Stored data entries
--- START ---
PR #336, opened 2026-08-24
feat: add an Online view and column to the Network Users list

josephfusco:
Part of the network presence stack, merged bottom-up:

1. #332 summary table
2. #333 write path
3. #334 read path
4. #335 Sites list column
5. **#336 Users list (this one)**
6. #337 network dashboard widget

---

The summary is keyed by site and this screen is keyed by user.

Part of #298
Closes #322

<details>
<summary>Use of AI Tools</summary>

AI assistance: Yes
Tool(s): Claude Code
Model(s): Claude Sonnet 5, Claude Opus 5
Used for: Assisting with design, implementation, and testing

</details>

Issue #331, opened 2026-08-24
Avatar stack renders an empty img server-side where the widget JS renders nothing


josephfusco:
The network widget's inline `buildAvatarStack()` skips a user with no `avatar_url`; the server-side `wp_presence_render_avatar_stack()` does not.

`includes/widgets/class-wp-presence-network-widget-whos-online.php`:

```js
if (user.avatar_url) {
    html += '<img src="' + esc(user.avatar_url) + ...
}
```

`includes/functions.php`:

```php
foreach ( array_slice( $users, 0, $stack_max ) as $index => $user ) {
    $html .= '<img src="' . esc_url( $user['avatar_url'] ) . ...
}
```

`get_avatar_url()` returns false when the Show Avatars setting is off or a filter suppresses it, so on such a network the first render paints a broken image per user and the first heartbeat tick replaces it with nothing. The two renders have to agree; that is the whole point of the shared renderer.

Fix: skip the empty `avatar_url` in `wp_presence_render_avatar_stack()`, matching the JS. The z-index then has to come off the rendered index rather than the sliced one.

Reported by @josephfusco in the review on #313.

---

**Where:** `wp_presence_render_avatar_stack()` in `includes/functions.php`, introduced by #335 and not on `main` yet. Either branch off `feature/network-sites-column` and target that branch, or wait for #335 to land and branch off `main`.

**Test:** `npx wp-env start` then `npm test`. Avatar stack coverage lives in `tests/test-functions.php`; a regression wants a user whose `avatar_url` is empty and an assertion that no `<img>` is rendered for them.

PR #337, opened 2026-08-24
feat: add a Who's Online widget to the Network Admin dashboard

### LINKED ISSUE #325: Network widget heartbeat sends the full summary whenever anything on the network changes

josephfusco:

1. #332 summary table
2. #333 write path
3. #334 read path
4. #335 Sites list column
5. #336 Users list
6. **#337 network dashboard widget (this one)**

---

Last surface, and the only one that ticks on a heartbeat rather than rendering once.

Part of #298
--- END ---
:: Problem to work on ::
Beginning of the records through the line with "6. #337 network dashboard widget": return that span exactly and stop there.

:: Result of the task ::
PR #336, opened 2026-08-24
feat: add an Online view and column to the Network Users list

josephfusco:
Part of the network presence stack, merged bottom-up:

1. #332 summary table
2. #333 write path
3. #334 read path
4. #335 Sites list column
5. **#336 Users list (this one)**
6. #337 network dashboard widget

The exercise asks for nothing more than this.